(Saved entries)
PR #1025, opened 2020-04-09
npm audit fix 

Half-Shot:


Half-Shot:
(self approving this, as it's an audit)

YOUR TASK:
A verbatim reproduction of all the records above is the expected answer.

OUTPUT FOR THIS EXERCISE:
PR #1025, opened 2020-04-09
npm audit fix 

Half-Shot:


Half-Shot:
(self approving this, as it's an audit)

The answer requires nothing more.